AVAILABLE DATA START

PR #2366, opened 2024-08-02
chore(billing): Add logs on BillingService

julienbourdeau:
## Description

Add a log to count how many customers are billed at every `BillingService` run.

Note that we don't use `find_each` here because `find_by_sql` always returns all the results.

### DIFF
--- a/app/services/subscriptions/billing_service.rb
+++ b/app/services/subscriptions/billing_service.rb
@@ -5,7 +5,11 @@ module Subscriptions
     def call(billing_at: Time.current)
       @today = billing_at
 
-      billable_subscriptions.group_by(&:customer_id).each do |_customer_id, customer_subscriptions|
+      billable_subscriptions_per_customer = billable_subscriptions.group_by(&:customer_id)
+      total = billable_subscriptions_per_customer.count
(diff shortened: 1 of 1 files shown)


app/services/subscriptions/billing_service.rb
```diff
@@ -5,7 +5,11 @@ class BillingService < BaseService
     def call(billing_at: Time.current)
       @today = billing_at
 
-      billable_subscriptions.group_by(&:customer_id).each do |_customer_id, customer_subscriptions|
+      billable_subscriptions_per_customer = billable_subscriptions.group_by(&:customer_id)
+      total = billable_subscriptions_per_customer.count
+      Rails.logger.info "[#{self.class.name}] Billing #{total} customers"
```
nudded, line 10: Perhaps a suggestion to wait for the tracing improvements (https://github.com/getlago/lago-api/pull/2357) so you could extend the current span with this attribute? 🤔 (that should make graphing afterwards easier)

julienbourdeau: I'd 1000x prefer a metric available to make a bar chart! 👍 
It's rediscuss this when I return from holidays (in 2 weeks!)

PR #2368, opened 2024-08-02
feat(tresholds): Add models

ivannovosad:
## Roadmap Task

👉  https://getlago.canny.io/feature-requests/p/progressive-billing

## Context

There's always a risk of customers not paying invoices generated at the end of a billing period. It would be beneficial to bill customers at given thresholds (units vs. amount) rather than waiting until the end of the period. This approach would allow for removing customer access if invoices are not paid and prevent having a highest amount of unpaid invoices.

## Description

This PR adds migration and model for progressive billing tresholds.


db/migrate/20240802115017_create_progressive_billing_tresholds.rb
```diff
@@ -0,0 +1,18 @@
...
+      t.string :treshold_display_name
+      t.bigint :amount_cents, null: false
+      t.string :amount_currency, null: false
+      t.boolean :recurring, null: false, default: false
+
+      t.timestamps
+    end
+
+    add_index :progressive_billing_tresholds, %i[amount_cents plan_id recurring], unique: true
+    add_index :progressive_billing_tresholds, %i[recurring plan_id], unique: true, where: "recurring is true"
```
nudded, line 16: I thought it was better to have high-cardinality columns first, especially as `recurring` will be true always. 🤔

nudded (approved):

AVAILABLE DATA END

● TASK OBJECTIVE
Only lines with the word "null" belong in the answer; copy each of them from the material above.

● RESULT
+      t.bigint :amount_cents, null: false
+      t.string :amount_currency, null: false
+      t.boolean :recurring, null: false, default: false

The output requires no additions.